My approach is, for each year, to first try and match on first name/last name from a prior year; if that fails, then try to match on first name/maiden name. I want to define flag1
to denote an exact match and flag2
to denote a marriage.
for (yr in 2:4) {
#which ids have we hit so far?
existing_ids = DT[.(yr), unique(id)]
#find people in prior years appearing to
# correspond to those people
unmatched =
DT[.(1:(yr - 1))][!id %in% existing_ids, .SD[.N], by = id]
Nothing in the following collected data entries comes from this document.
PR #219, opened 2019-09-02
core strings

r10s:
this pr supplies translated strings to the core.

in some future, we may get rid of DC_EVENT_GET_STRING, however, currently it is there and this is the way to have a fully-translated ui.

as the core does no longer care about plural forms currently, i had to do a small hack. also this may change in some future :)

### DIFF
--- a/deltachat-ios/View/ChatTitleView.swift
+++ b/deltachat-ios/View/ChatTitleView.swift
@@ -47,6 +47,17 @@ class ChatTitleView: UIView {
         subtitleLabel.textColor = baseColor.withAlphaComponent(0.95)
         titleLabel.textColor = baseColor
         titleLabel.text = title
-        subtitleLabel.text = subtitle
+        subtitleLabel.text = hackPluralsString(string: subtitle)
     }
+}
+
+func hackPluralsString(string: String?) -> String? {
+    // the rust-core does not care about plural forms (there is just once case that was not worth the effort up to now)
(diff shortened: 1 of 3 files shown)


deltachat-ios/View/ChatTitleView.swift
```diff
@@ -47,6 +47,17 @@ class ChatTitleView: UIView {
...
-        subtitleLabel.text = subtitle
+        subtitleLabel.text = hackPluralsString(string: subtitle)
     }
 }
+
+func hackPluralsString(string: String?) -> String? {
+    // the rust-core does not care about plural forms (there is just once case that was not worth the effort up to now)
+    // therefore, we check if the returned string has the form "N member(s)" and localized the corrently to one/few/many/other
+    guard var string = string else { return nil }
+    if string.hasSuffix(" member(s)") {
```
cyBerta: this string (chat.subtitle) has always the english form so that you can compare it with " member(s)", right?

r10s: yip, the string `N members(s)` is used by the core as a fallback if the ui does provide translations.

as we do not do this by intention at https://github.com/deltachat/deltachat-ios/pull/219/files#diff-61af89ae1ce21d3427b4a9fe947a7660R186 we can be pretty sure to get this exact english string back - and can convert it to local plural forms then.

of course, this is a hack. sooner or later there might be a proper solution for that - or maybe the need for plural forms in the core goes away completely :)

Issue #218, opened 2019-09-02
Adaptions to Settings/Signature text 


cyBerta:
By tapping on Settings -> Signature text, a new view opens that includes both entries 'Your name' and 'Signature text'. Only the latter one should be visible in this context. 
Moreover this Signature text entry should include an expandable multiline textfield because at the moment it is really hard to write an email footer within an about 25 character long single line entry.

r10s:
totally agree with the multi-line issue.

however, i think having name+signature both editable in the same viewcontroller makes  sense. i'd also add the selection of a profile image there (see #153, as on android)

but, of course, the navigation to that viewcontroller may be improved (eg. sth. as on android, or a more clearly named button). but i think for _now_ it is fine and i would not call this a bug :) maybe a ux glitch :)

r10s:
found a nice solution in #221, later on, this should also show the profile image then.

we should keep this issue open until someone makes the signature multiline, however.

r10s:
closing this in favor to the more clear #225

PR #221, opened 2019-09-02
combine name and signature row

### LINKED ISSUE #217: Settings/Your name includes signature text
currently, by tapping on settings (section YOUR PROFILE INFO) -> 'Your name', a new view opens including two entries 'Your name' and 'Signature text'.
The latter should be deleted from that view.

r10s:
this pr combines the name- and signature row, to avoid the ux glitch of two rows navigating to the same screen.

later on, this should also contain the profile image and in the EditSettingsController the profile image should be selectable.

closes #217 
tackles #218


cyBerta:
Nice!

PR #227, opened 2019-09-03
fix linter warning

r10s:


deltachat-ios/Controller/NewProfileViewController.swift
```diff
@@ -67,13 +67,6 @@ class NewProfileViewController: UIViewController, QrCodeReaderDelegate {
         return DcContact(id: Int(DC_CONTACT_ID_SELF))
     }
 
-    var fingerprint: String? {
-        if !DcConfig.configured {
-            return nil
-        }
-        return dcContext.getSecurejoinQr(chatId: 0)
-    }
-
```
r10s: i removed this indirection as the variable "fingerprint" is actcually no fingerprint but the content of a qrcode to render - which contains things needed for a securejoin - this may or may not include a fingerprint.

deltachat-ios/Controller/NewProfileViewController.swift
```diff
@@ -256,16 +249,13 @@ class NewProfileViewController: UIViewController, QrCodeReaderDelegate {
     private func createQRCodeView() -> UIView {
         let width: CGFloat = 130
         let frame = CGRect(origin: .zero, size: .init(width: width, height: width))
-        var imageView: UIView
-        if let fingerprint = self.fingerprint {
-            imageView = QRCodeView(frame: frame)
-            (imageView as! QRCodeView).generateCode(
```
r10s: avoid a linter warning wrt `as!`, this also simplifies the code.

Issue #231, opened 2019-09-03
remove contact tab


r10s:
the contact-tab should be removed as already discussed offline several times.

however, _before_ it can be removed, we should make sure that _all functionality_ goes to the "create chat" options (eg. the "edit" option.

~~this feature has a lower priority.~~ i have to correct myself: as this view adds complexibiy to other prs, maybe we should not postpone that too much.

PR #236, opened 2019-09-05
Fix contact search

### LINKED ISSUE #233: contact search erroneous
the current contact search is just a filter about the whole list, done in the ui (the core is not used for searching contacts here)

this is fine for now, however, the search is not incremental as expected, but or-searches for every letter entered. so "hans" searches for all contacts containing "h" "a" "n" or "s"

cyBerta:
fixes #233

### DIFF
--- a/deltachat-ios/Controller/NewChatViewController.swift
+++ b/deltachat-ios/Controller/NewChatViewController.swift
@@ -165,7 +165,7 @@ class NewChatViewController: UITableViewController {
                 return cell
             }
             if row == 1 {
-                // new contact row
+                // scan QR code row
                 let cell: UITableViewCell
                 if let c = tableView.dequeueReusableCell(withIdentifier: "scanGroupCell") {
                     cell = c
@@ -192,6 +192,7 @@ class NewChatViewController: UITableViewController {
                 return cell
             }
         } else if section == 1 {
+            // import device contacts section
             if deviceContactAccessGranted {
                 let cell: ContactCell
                 if let c = tableView.dequeueReusableCell(withIdentifier: "contactCell") as? ContactCell {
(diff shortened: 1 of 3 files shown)


r10s:
i think the contact-list reachable from the tab-bar is ContactListController? if so, we can skip any tweaks for that as this will go away anyway, see https://github.com/deltachat/deltachat-ios/issues/231

cyBerta:
you find the search bar I'm tweaking if you're in the chat list and click on the upper right edit icon.

cyBerta:
relates to #233

deltachat-ios/Controller/NewChatViewController.swift
```diff
@@ -192,6 +192,7 @@ class NewChatViewController: UITableViewController {
                 return cell
             }
         } else if section == 1 {
```
r10s: when touching code like that, i suggest to switch to use constants as `sectionImport`, `rowScanQr` etc (as eg. in https://github.com/deltachat/deltachat-ios/commit/74f255d6b1ede1b18d1d494e1a6ccf66cb722c60 )

if would not change the whole logic and/or use a better controller base class for now, i would just like to get rid of the numbers.

cyBerta: I totally agree. In this case section 2 has not always the same meaning though. section 2 can include the "import Devices Contacts" button or the the contact list. That's why I'm not sure how rename section 2 without being super clumsy (like section 2 importOrContactListSection vs. section 3 unimportedDeviceContactListSection). Any suggestions?

r10s: naming is hard :) i think, the point is not a super-nice-name but that the names make it possible to add sections etc. without breaking things. 

maybe use sth. has `<sectionName>Section` and then inside the section `<sectionName>Section<rowName>Row`, so eg. `unimportedSectionImportRow`. but you will know better :)

r10s:
lgtm + tested

PR #238, opened 2019-09-09
reset backup image color if there's an avatar image

### LINKED ISSUE #235: random background colors for partly transparent group/profile images in chatlist
if a profile image is partly transparent (eg. not round, eg. a delta logo), in the chatlist-controller, a "random" background color is shown for the parts not drawn (the "random" proably comes from the recycled view)

so you see eg. a group-icon with green background beside a chat. scrolling up and down turns the color to blue. or to red.

in the chat-controller-title, the image is always drawn fully transparent on the background, whatever this is - this is totally fine and on pair with android.

i wound suggest to do the same in the chatlist-controller.

cyBerta:
fixes #235


r10s:
lgtm + works :)

PR #2114, opened 2024-03-19
Improve InputBar-handling (and scrolling)

zeitschlag:
- Should fix the initial scroll to bottom (070ce00)
- Doesn't show input-menu after opening the attachment-menu
- Doesn't show input-bar after visiting the chat details

### DIFF
--- a/deltachat-ios/Chat/ChatViewController.swift
+++ b/deltachat-ios/Chat/ChatViewController.swift
@@ -150,9 +150,7 @@ class ChatViewController: UITableViewController, UITableViewDropDelegate {
         return UIBarButtonItem.init(barButtonSystemItem: UIBarButtonItem.SystemItem.cancel, target: self, action: #selector(onCancelPressed))
     }()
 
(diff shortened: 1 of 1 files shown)


r10s:
yeah, this is so much better at a first glance! 
/me testing and running this PR on my phone, will have a look at the code tomorrow

r10s (commented):
works very nicely! dc feels so much more stable and mature with this PR - great you got a grip on that long-standing issue!

one thing that needs to be fixed  before merging: in read-only-chats the "select more" bottom-bar does not appear (see eg. contact-requests, device messages or read-only-mailinglists)

r10s:
yeah, read-only chats work as expected now.

but i found another issue: for contact requests, the ChatContactRequestBar with "Accept", "Block" etc. never shows up :) same probably when guaranteed-e2ee is broken

r10s (approved):
yeah, lgtm, thanks again!

PR #2115, opened 2024-03-21
allow pasting qr-codes without selecting 'scan'

r10s:
this PR shows 'paste QR code from clipboard' on both of the 'QR code' tabs.

i have seen it several times where ppl want to paste a qr code and were searching for the option;
it seems superfluous - and one tap more - if one is force to select 'scan' before.

@adbenitez maybe also sth. for andoid


zeitschlag (approved):
Neat!

PR #2117, opened 2024-03-22
Show MessageBar after user joined a group (and is allowed to send messages)

### LINKED ISSUE #2116: after scanning a group invite link, message-input-bar is missing
after scanning a group invite link, the handshake runs for a moment.

during this time, the message-input-bar is not shown (as the user cannot sent as eg. the member list and overall state is unknown - scanning the QR code could also be done when being totally offline)

once, handshake is completed (maybe secondds or days later :), the user can type and the message-input-bar should be shown - which is not the case currently, probably after https://github.com/deltachat/deltachat-ios/pull/2114

when leaving and re-entering the chat, message-input-bar is shown

zeitschlag:
Fixes #2116


r10s (approved):
code lgtm, and also my tests passed :)

thanks a lot for fixing!

PR #2126, opened 2024-03-26
use unified logging system, share log

r10s:
this PR switches logging from `print()` to ["unified logging system"](https://developer.apple.com/documentation/os/logging/generating_log_messages_from_your_code) with the following advantages:

- logs are persisted, at least for some time (depending on device speed and memory)
- non-devs can stream logs using Console.app on mac
- logs can be downloaded later using `log collect`
- we can show the log again at "Settings / Advanced" (requires iOS 15)

some further hints:

- instead of using apples method to redact sensitive data from the log, we aim to not add sensitive data at all (what _sensitive is_, is another discussion :)
- apple recommends to delay building final output string for performance reasons. we cannot easily make use of that as most strings come directly from the core. however, compared to what is added _by others_ to the log, the few lines from us are very probably not a performance issue. it is also not different to before, so this PR does not worsen things
- this PR also removes some log spam, eg. old debug entries (debug/printf should be used during an active debugging session only and removed afterwards)
- we keep the hearts for now, as it still makes things easier to recognize, esp. when mixed in Console.app with other things

finally, this PR adds a "share" button so that the log can be easily sent via other channels, copied etc.

 &nbsp; 

targets https://support.delta.chat/t/two-small-tweaks-to-improve-the-log-screen-in-dc-ios/2991

### DIFF
--- a/DcCore/DcCore/DC/events.swift
+++ b/DcCore/DcCore/DC/events.swift
@@ -27,17 +27,17 @@ public class DcEventHandler {
         let accountId = event.accountId
 
         if event.id >= DC_EVENT_ERROR && event.id <= 499 {
-            logger.error("📡[\(accountId)] \(event.data2String)")
+            logger.error("[\(accountId)] \(event.data2String)")
             return
         }
 
         switch event.id {
 
         case DC_EVENT_INFO:
-            logger.info("📡[\(accountId)] \(event.data2String)")
+            logger.info("[\(accountId)] \(event.data2String)")
 
         case DC_EVENT_WARNING:
-            logger.warning("📡[\(accountId)] \(event.data2String)")
+            logger.warning("[\(accountId)] \(event.data2String)")
 
         case DC_EVENT_CONFIGURE_PROGRESS:
             logger.info("📡[\(accountId)] configure: \(Int(data1))")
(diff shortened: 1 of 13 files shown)


Simon-Laux:
Very cool! Thanks for going the extra mile to bring back logging.

> apple recommends to delay building final output string for performance reasons.

I thought it was something about referencing the string in the binary log format instead of copying it, but I haven't looked into it in detail, if my understanding would be correct that would also be about disk space usage.
I think it uses sth. like ring buffers, so in the worst case it would keep less of the log when not connected to a debugger/Console app?

DcCore/DcCore/DC/events.swift
```diff
@@ -27,17 +27,17 @@ public class DcEventHandler {
...
         case DC_EVENT_INFO:
-            logger.info("📡[\(accountId)] \(event.data2String)")
+            logger.info("[\(accountId)] \(event.data2String)")
 
         case DC_EVENT_WARNING:
-            logger.warning("📡[\(accountId)] \(event.data2String)")
+            logger.warning("[\(accountId)] \(event.data2String)")
 
         case DC_EVENT_CONFIGURE_PROGRESS:
             logger.info("📡[\(accountId)] configure: \(Int(data1))")
```
Simon-Laux, line 43:
```suggestion
            logger.info("[\(accountId)] configure: \(Int(data1))")
```
if you want to remove the icon everywhere

Simon-Laux:
How can I debug log sth after this pr in iOS? doesn't it make sense to still have an .debug method on the logger?
as far as I understood the apple docs debug messages are directly discarded if no one is listening (with the console app).

r10s:
dir debugging one can still use print() as before. or or Logger().debug(). or we can add a debug() as needed, but currently it is not

Simon-Laux:
I had an additional idea: we could offer a setting to disable logging completely for activists that want to keep their forensics footprint low (the log contains chat and account ids from that you could infer that additional accounts existed). But we wouldn't encourage this by default as we need the logs to fix issues that users have.

r10s:
surely, there is no lack of ideas :)

Simon-Laux (approved):

PR #2127, opened 2024-03-26
Scroll ChatList to top if already visible (#2125)

### LINKED ISSUE #2125: subsequent taps on "Chats" should scroll up
in the chatlist, subsequent taps on the toolbar's "Chats" button currently does nothing.

in comparable apps, subsequent taps scroll up,  this would be a little, nice improvement for Delta Chat as well.

to be clear: the first tap, should keep scroll position as it is now. there is no need to count taps or so - on a tap on "Chats", just check if "Chats" is already selected (scroll up) or not (switch to tab, use old scroll position as now)

zeitschlag:
closes #2125

### DIFF
--- a/DcCore/DcCore/Extensions/UITableView+Extensions.swift
+++ b/DcCore/DcCore/Extensions/UITableView+Extensions.swift
@@ -1,14 +1,14 @@
 import UIKit
 
 extension UITableView {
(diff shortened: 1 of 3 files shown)


r10s (approved):
really nice improvement!

PR #2135, opened 2024-04-01
Menu Refactoring (#2111)

### LINKED ISSUE #2111: make context menu better manageable by devs
currently, there is a little abstraction layer for the messages' context menu, that does not help much or avoid double code, but makes "nicer" things harder -eg. having a separator, submenus, or [preferredElementSize](https://developer.apple.com/documentation/uikit/uimenu/4013313-preferredelementsize)

let's make the code there much simpler, and split only between "current iOS, having all nice menu options" (that would be ios15) and a fallback that works also on ios12 (using the old, text-edit-like menus without blurring)

for reactions, it is fine to offer just a simple "react" for ios14 and below that opens the "any emoji selector" (currently, we do not have reactions at all for ios12)

@zeitschlag please correct me if i understood sth wrong :)

zeitschlag:
- Makes `UIMenu`s easier to maintain and work with (see #2111)
- Removes `ContextMenuProvider` and puts menu-creation into the specific `UIViewController`
- Introduces `LegacyMenuItem` to make it work with <iOS 13. Adds the reactions there, too.

Looks like this (for now):

Simulator Screenshot - iPhone 15 Pro - 2024-04-02 at 14 03 26

closes #2111


r10s (approved):
thanks a lot for diving into that menu ocean 🤿

at first tests, menus appear where they should, but if not, we can now easily fix things in subsequent PRs, things are now mich simpler and more actionable. back in menu business again :)

one thing i'd like to clarify before merging, however: i could force the "legacy ios13 menu" on iphone13mini/ios17 - but the trick you told me [^1] did not work on iphone7/ios15

[^1]: commenting whole`@available(iOS 13.0, *) extension ChatViewController { ... }` and ios13 check atop of `prepareContextMenu()` - so, wondering, if the legacy menu works at all for ios12 ...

setkey(unmatched, name, surname)
#merge a la Arun, define flag1
setkey(DT, name, surname)
DT[year == yr, c("id", "flag1") := unmatched[.SD, .(id, TRUE)]]
setkey(DT, year)
#repeat, this time keying on name/maiden_name
existing_ids = DT[.(yr), unique(id)]
unmatched =
DT[.(1:(yr - 1))][!id %in% existing_ids, .SD[.N],by=id]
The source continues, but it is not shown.